**DESCRIPTION OF THE TASK:**
Find the string "also" in the records. Copy every line it appears in.

(GIVEN DATA begins)

PR #33, opened 2018-10-11
Auth14443-4

merlokk:
here :

1. move argtable from pm3 repo
2. adapt revevg to argtable
3. add https://github.com/merlokk/proxmark3/commit/7dadcc959fb7009b6e8bbde4a644aa2f7f1b7a98

@iceman1001 look please into code. maybe it needs to change something

### DIFF
--- a/client/Makefile
+++ b/client/Makefile
@@ -110,6 +110,8 @@ CMDSRCS =	crapto1/crapto1.c \
 			polarssl/sha1.c \
 			polarssl/sha256.c \
 			polarssl/base64.c \
+			cliparser/argtable3.c\
+			cliparser/cliparser.c\
 			loclass/cipher.c \
 			loclass/cipherutils.c \
 			loclass/ikeys.c \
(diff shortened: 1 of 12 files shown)


RfidResearchGroup:
Cool.
In the long run I see no use of polluting  **hf  mf**  with Mifare plus stuff.  
I started  **hf mfdes** long time ago in order to have Desfire support there.   It relies also on ISO7816-4..

Where do you suggest we put it all in?    a new  ISO7618 place?  Since RDV40 isn't contactless only..  The smart card commands will benifit also from this.

merlokk:
auth differs in plus and desfire as i see. auth4 because it works in "classic" mode of plus.
I do a new "plus" series (`hf mfp`) but....   by now there is too small info about reading/writing Plus cards
but there will be some commands from lua script)

as for desfire - it have huge hill of commands and modes and maybe if it needs to implement it - it needs to implement some small parts of commands...
there are 3 types of desfire and 4 command modes (types + ISO)
lets think about desfire later....   because all this commands completely useless without datasheet.... needs to know too much things.... and if someone have datasheet - he have support and have a reader...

(GIVEN DATA ends)

**RESPONSE TO THIS TASK:**
I started  **hf mfdes** long time ago in order to have Desfire support there.   It relies also on ISO7816-4..
Where do you suggest we put it all in?    a new  ISO7618 place?  Since RDV40 isn't contactless only..  The smart card commands will benifit also from this.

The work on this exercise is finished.